Exercise goal: Only a number is expected in reply: the count of lines below where the word "anything" occurs.

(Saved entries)

━━━━━━

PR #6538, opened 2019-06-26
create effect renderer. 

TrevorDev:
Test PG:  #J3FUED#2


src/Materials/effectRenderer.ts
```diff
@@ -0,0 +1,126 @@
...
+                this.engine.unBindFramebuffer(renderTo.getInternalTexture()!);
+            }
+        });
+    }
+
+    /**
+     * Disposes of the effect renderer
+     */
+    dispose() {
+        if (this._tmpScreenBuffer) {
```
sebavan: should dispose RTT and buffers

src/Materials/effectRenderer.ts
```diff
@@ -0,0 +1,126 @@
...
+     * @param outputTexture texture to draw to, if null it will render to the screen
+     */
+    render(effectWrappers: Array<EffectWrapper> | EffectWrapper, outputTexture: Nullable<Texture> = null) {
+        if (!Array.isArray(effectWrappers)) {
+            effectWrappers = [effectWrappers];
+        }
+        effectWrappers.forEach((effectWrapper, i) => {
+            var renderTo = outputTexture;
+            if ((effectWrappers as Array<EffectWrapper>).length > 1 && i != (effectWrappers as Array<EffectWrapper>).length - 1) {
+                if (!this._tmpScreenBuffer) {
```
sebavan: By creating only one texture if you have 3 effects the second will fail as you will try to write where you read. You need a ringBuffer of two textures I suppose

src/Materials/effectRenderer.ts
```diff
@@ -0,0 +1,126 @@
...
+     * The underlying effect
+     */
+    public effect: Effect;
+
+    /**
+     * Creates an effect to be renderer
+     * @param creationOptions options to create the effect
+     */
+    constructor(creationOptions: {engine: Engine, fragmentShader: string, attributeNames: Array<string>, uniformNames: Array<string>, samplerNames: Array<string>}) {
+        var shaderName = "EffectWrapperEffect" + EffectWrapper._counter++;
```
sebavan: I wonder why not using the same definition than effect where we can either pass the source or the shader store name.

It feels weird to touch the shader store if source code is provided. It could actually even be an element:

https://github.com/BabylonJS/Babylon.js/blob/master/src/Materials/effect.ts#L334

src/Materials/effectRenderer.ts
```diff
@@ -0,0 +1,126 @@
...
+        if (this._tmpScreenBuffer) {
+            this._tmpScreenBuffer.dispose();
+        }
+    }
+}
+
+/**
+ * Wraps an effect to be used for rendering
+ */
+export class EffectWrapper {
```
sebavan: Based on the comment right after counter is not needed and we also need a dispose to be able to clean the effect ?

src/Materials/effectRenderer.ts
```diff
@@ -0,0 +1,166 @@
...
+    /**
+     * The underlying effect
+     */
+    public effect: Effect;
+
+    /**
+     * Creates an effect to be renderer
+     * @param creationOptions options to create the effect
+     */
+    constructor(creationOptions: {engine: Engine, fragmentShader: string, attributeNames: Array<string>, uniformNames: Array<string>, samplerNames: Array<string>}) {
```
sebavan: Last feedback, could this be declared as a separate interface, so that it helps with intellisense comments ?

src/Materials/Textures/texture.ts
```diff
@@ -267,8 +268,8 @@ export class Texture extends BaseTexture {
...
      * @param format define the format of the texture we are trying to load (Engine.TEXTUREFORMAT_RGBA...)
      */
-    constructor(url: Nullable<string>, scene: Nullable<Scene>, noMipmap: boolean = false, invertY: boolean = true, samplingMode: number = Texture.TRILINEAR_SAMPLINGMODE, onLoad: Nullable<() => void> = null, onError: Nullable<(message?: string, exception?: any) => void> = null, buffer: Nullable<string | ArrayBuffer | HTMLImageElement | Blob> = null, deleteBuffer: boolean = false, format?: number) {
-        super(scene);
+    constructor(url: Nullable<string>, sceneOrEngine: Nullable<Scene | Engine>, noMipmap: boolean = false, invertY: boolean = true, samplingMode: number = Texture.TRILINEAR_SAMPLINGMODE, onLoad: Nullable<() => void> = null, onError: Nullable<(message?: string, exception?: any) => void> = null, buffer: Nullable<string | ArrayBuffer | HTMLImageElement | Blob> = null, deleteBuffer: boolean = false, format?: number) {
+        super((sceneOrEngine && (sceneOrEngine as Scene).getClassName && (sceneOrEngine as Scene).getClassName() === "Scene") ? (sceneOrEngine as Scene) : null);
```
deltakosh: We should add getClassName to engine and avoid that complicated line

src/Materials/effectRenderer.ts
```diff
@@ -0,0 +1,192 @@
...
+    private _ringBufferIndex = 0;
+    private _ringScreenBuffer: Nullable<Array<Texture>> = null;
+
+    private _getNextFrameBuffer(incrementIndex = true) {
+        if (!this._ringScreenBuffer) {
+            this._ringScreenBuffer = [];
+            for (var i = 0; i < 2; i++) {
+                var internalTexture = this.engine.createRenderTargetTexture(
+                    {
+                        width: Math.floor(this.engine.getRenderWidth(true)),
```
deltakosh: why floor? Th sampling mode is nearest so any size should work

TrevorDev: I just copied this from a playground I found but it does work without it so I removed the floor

━━━━━━

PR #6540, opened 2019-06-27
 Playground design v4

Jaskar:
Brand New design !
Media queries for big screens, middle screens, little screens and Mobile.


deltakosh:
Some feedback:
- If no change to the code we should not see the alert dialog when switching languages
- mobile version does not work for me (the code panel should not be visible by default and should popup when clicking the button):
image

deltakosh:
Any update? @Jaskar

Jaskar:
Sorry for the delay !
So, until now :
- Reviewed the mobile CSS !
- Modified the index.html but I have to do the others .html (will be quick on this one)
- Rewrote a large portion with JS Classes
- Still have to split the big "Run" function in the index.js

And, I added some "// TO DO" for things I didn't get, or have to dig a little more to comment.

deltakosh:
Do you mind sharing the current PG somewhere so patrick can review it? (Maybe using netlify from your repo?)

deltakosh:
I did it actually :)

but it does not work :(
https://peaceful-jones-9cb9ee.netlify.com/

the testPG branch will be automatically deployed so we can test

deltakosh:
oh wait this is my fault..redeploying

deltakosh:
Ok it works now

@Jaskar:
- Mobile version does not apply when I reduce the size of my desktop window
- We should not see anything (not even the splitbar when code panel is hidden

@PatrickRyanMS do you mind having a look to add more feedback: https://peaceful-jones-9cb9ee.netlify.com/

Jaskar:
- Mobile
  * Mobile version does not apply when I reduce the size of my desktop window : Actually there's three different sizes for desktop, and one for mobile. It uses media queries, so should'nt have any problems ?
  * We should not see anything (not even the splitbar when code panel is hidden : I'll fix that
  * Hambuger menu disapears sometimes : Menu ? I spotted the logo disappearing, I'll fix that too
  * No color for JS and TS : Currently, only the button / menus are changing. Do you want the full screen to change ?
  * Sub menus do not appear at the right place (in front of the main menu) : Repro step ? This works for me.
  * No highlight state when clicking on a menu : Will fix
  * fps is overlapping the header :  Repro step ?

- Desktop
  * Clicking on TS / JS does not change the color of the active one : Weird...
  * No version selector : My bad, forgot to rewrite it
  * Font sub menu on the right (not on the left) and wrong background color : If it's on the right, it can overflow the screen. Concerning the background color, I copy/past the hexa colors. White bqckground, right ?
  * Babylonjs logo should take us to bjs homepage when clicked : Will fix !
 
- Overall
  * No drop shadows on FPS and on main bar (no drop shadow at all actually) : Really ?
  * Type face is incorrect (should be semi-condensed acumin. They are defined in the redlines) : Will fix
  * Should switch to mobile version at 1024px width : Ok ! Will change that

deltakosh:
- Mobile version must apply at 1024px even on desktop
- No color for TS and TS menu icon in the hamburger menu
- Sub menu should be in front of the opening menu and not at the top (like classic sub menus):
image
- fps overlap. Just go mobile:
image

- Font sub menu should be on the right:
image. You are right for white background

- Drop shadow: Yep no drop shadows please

━━━━━━

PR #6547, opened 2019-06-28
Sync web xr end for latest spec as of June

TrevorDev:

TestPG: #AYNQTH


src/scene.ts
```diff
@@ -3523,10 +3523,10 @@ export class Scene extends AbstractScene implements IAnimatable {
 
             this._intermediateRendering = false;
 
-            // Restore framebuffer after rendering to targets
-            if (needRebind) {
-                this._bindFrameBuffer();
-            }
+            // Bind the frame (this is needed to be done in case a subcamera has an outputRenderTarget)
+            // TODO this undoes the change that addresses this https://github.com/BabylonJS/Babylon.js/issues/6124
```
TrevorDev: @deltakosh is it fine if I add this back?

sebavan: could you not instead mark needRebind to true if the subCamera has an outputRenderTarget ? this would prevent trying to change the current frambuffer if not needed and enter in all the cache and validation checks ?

━━━━━━

Answer: 2